CLEFT LIP AND CLEFT PALATE

Incomplete closure of the lip and palate or root of the mouth.

Etiology: The exact cause of the lip and palatal clefting is not known, but most experts feel that it is due to both genetic and environmental factors.

Related Causes: Genetic; Folic acid deficiency; steroid, exposure to TORCH.

Common problems:

  • feeding difficulty

  • infections - upper respiratory and ear

  • speech defect (cleft palate)

  • dental defect (nasal twang)

  • altered normal body image

  • respiratory distress

Treatment: Surgery

  1. Cleft Lip: CHEILOPLASTY

  2. Cleft palate: PALATOPLASTY - done before speech development.

Preoperative care:

  • proper positioning especially during and after feeding - upright positioned

  • burp or bubble the newborn more often

  • feed the baby with the use cross cut large holed nipple or Breck feeder technique

  • observe for signs of complication: Otitis Media

  • For dental defects: Orthodontic exercise and surgery

  • speech therapy

Postoperative care:

  • Proper positioning: CL- supine or side lying; CP: prone

  • Apply elbow restraint and release every 2 hours

  • Give feeding with rubber tipped medicine dropper for cleft lip and paper cups and soup spoons for cleft palate

  • Cleanse the wound with hydrogen peroxide

  • Give post operative medications which include analgesic and antibiotic

  • Avoid sucking, suctioning, blowing, pointed and sharp objects (spoon, fork, and straw)

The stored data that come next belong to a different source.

PR #450, opened 2021-08-19
Replaced Input for Typeahead for Expenses

### LINKED ISSUE #447: Change dropdown lists for expenses/rates to be typeahead lists
Some of the lists can get pretty long.  It shouldn't be too hard to use the typeahead to allow searching.  Everything else, like validation & calculations, should continue to work the same way.

ex: https://localhost:5001/expense/entry/38

wongband:
resolve #447

Todo:
Scott's second change request


Harvest.Web/ClientApp/src/App.tsx
```diff
@@ -22,6 +22,7 @@ import { InvoiceListContainer } from "./Invoices/InvoiceListContainer";
 import { TicketCreate } from "./Tickets/TicketCreate";
 import { TicketsContainer } from "./Tickets/TicketsContainer";
 import { TicketDetailContainer } from "./Tickets/TicketDetailContainer";
+import 'react-bootstrap-typeahead/css/Typeahead.css';
```
srkirkland, line 25: why do we need this now where we didn't before?  It should already be in the index.tsx page and thus doesn't need to be declared twice.

srkirkland (changes requested):
Two things I'd like to see changed, not exactly sure how to do the second. 
1. I'd like to have an easy way to clear out an option once selected, like they do in http://ericgio.github.io/react-bootstrap-typeahead/#controlling-selections.  Once it is cleared out, we need to reset the state as if nothing had been selected.  This is happening in the main branch with dropdowns but not here.
2. The options should be restricted to just what we offer.  It would be nice if people couldn't type random stuff into the box.

Harvest.Web/ClientApp/src/App.tsx
wongband: Sorry didn't notice that. I will get rid of it.

jSylvestre (changes requested):
On the quote page, this is not triggering the enable of the submit button

jSylvestre (changes requested):
Save a quote, then open it back up and the info isn't populated:
image

jSylvestre (changes requested):
Almost there.
The dropdown should extend out of the container:

image

jSylvestre (approved):
Works for me, but maybe wait for @srkirkland to take a look.

srkirkland (approved):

  • Make sure baby does not suck the LOGAN’S BAR OR BOW

Feeding an Infant with a Cleft:

Feeding an infant is important not only in providing nourishment, it also provides an intimacy and closeness for both the parent and the child. Infants with a cleft lip seldom have problems either by bottle or breast.

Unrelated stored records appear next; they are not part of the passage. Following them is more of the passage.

PR #539, opened 2019-09-10
feat: reorder chapters and remove duplicate rule (#534)

### LINKED ISSUE #534: Duplicate rule for currency/country codes?
We love the work done on these.  While reviewing we noticed that 
[May: Use Standards for Country, Language and Currency Codes [170]](https://opensource.zalando.com/restful-api-guidelines/#170) and 
[May: Standards could be used for Language, Country and Currency [128]](https://opensource.zalando.com/restful-api-guidelines/#128) seem to be duplicates of each other.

In babies with clefts of the hard palate, the opening in the roof of the mouth often causes difficulty in creating adequate pressure on the nipple, thus creating an inability to suck well enough to get adequate nourishment. Feeding the infant takes patience and practice.

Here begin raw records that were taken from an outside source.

Issue #494, opened 2019-02-26
#206 is outdated (there are no permissions for events)


ePaul:
[Rule 206](https://opensource.zalando.com/restful-api-guidelines/#206) says:

> **Must: Permissions on events must correspond to API permissions [206]**
>
> If a resource can be read synchronously via a REST API and read asynchronously
> via an event, the same read-permission must apply: We want to protect access to
> data, not the way data is accessed.

Nakadi never supported permissions/scopes for event types, and instead of adding it (what we intended when this rule was written) they instead added a whitelisting by service-name. We should update the guideline to reflect this.

(This rule was added in #171/#189.)

ePaul:
I will open a PR to remove this rule.

PR #542, opened 2019-09-23
reword Rule 206 (issue #494)

ePaul:
This rewords rule 206, making it a rather soft rule.
Alternatively, we could also just remove it.

### DIFF
--- a/chapters/events.adoc
+++ b/chapters/events.adoc
@@ -679,11 +679,19 @@ algorithm, or the generation of enriched data, and which might not be
 stored as entity by the service.
 
 [#206]
-== {MUST} Permissions on events must correspond to API permissions
+== {MUST} Carefully manage read and write permissions for events
 
-If a resource can be read synchronously via a REST API and read
-asynchronously via an event, the same read-permission must apply: We
-want to protect access to data, not the way data is accessed.
+Our event bus system (Nakadi) currently doesn't support permission-based
+access control (which would allow to use the same permissions as for the
+corresponding APIs), but requires explicitly listing the services and
+employees which have access.
+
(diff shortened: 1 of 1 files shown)


chapters/events.adoc
```diff
@@ -679,11 +679,19 @@ algorithm, or the generation of enriched data, and which might not be
...
-
-If a resource can be read synchronously via a REST API and read
-asynchronously via an event, the same read-permission must apply: We
-want to protect access to data, not the way data is accessed.
+== {MUST} Carefully manage read and write permissions for events
+
+Our event bus system (Nakadi) currently doesn't support permission-based
+access control (which would allow to use the same permissions as for the
+corresponding APIs), but requires explicitly listing the services and
+employees which have access.
```
ePaul: Do we need this paragraph? Should we word it more neutrally?

chapters/events.adoc
```diff
@@ -679,11 +679,19 @@ algorithm, or the generation of enriched data, and which might not be
...
+
+Event type owners need to think about who needs access to their
+events' data, and give *read access* to those services (+ usually the
+developers of those services, for ease of debugging, unless it's
+sensitive data).
+*Write access* should only be given to the (normally only one) service
+which is supposed to publish events on this event type.
```
ePaul: I wonder whether I should separately mention the (less often) use case, where an event type is meant as input for a service, not as an output, i.e. where there is only one consumer (which is the event type owner and API provider), but multiple publishers (the clients).

tkrop:
:+1:  for removal.

ePaul:
**Discussion in the meeting**: It's better to just remove the rule, as we can't enforce it anyways.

During my school days, we recommended the use of soft squeezable plastic bottle like Mead Johnson with an orthodontic nipple such as Nuk. You can increase the flow by gently squeezing or putting pressure on the bottle. It is important to feed the infant before he/she becomes too hungry. Position the infant in an upright position with the head tilted back slightly. This position allows the milk to flow down into the throat and less into the nose. Infants with clefts do swallow more air and need to be burped frequently. At first, it may take extra time, but this will steadily decrease. Feeding time of the newborn varies from 20-30 minutes. When feeding takes longer than 45 minutes, the infant may be burning up calories necessary to gain weight.

Breast feeding the newborn with a cleft palate is often unsuccessful. Generally the infant cannot produce enough negative pressure to obtain ample breast milk to provide adequate nourishment. Using a breast pump to extract the milk and feeding the infant breast milk from squeezable bottle is recommended.